• AIM OF THE EXERCISE:
Up to and including the line with "Adds documentation for", restate the records below word for word, beginning with their first line.

======== EXERCISE INPUT ========

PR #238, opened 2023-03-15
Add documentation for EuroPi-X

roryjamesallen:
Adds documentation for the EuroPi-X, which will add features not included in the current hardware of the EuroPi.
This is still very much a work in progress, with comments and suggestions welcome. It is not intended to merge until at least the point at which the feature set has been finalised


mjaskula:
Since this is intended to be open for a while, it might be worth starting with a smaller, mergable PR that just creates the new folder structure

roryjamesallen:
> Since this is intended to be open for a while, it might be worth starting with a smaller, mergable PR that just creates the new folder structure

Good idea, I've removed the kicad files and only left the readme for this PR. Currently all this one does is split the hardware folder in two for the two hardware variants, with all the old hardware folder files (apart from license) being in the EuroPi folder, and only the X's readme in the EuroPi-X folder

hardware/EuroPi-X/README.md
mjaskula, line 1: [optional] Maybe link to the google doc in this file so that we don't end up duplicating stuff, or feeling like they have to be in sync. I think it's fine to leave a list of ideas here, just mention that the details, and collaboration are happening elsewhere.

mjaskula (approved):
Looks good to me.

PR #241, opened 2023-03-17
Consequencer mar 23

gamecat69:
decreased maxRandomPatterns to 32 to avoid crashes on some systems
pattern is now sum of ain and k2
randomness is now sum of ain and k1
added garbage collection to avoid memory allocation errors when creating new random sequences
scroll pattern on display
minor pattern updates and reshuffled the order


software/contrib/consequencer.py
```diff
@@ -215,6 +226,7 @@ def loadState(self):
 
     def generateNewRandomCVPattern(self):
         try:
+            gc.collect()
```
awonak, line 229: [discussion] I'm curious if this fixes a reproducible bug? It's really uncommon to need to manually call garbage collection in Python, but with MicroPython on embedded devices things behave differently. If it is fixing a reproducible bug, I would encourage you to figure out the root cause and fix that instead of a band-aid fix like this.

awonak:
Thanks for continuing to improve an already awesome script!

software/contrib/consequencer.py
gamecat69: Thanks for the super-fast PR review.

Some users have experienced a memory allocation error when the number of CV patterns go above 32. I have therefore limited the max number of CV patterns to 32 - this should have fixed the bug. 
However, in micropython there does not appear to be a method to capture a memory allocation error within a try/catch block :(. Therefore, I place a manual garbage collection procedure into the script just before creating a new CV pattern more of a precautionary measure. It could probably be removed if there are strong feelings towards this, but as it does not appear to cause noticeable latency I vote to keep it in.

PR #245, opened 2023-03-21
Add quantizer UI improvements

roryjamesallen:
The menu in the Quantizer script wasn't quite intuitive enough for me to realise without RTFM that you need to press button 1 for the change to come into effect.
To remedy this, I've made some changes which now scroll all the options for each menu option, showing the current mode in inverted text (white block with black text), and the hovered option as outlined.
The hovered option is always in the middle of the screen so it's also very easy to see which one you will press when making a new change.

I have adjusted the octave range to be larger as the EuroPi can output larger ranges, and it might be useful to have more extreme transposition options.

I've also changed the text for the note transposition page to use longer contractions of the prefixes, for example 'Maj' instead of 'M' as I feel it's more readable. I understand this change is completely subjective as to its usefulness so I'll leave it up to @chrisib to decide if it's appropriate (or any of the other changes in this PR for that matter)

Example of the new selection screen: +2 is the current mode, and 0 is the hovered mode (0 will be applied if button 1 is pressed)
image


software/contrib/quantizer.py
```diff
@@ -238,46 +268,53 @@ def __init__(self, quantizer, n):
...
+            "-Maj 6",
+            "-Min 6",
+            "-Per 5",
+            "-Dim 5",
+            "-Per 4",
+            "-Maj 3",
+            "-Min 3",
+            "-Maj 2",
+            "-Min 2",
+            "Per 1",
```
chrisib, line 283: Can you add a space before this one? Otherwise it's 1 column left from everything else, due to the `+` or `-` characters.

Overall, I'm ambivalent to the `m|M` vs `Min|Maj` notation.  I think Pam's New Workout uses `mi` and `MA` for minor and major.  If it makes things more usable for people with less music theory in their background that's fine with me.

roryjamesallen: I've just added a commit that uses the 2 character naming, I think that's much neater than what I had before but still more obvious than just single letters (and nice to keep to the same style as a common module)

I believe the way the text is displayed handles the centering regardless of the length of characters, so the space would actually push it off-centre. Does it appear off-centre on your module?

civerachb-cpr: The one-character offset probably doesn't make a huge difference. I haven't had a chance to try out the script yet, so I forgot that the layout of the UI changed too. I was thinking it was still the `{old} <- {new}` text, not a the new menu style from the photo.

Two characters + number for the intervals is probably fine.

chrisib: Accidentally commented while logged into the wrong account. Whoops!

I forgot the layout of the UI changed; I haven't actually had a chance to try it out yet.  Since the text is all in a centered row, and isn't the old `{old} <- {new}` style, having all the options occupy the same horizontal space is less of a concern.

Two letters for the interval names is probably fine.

========

• OUTPUT FOR THIS TASK:
PR #238, opened 2023-03-15
Add documentation for EuroPi-X

roryjamesallen:
Adds documentation for the EuroPi-X, which will add features not included in the current hardware of the EuroPi.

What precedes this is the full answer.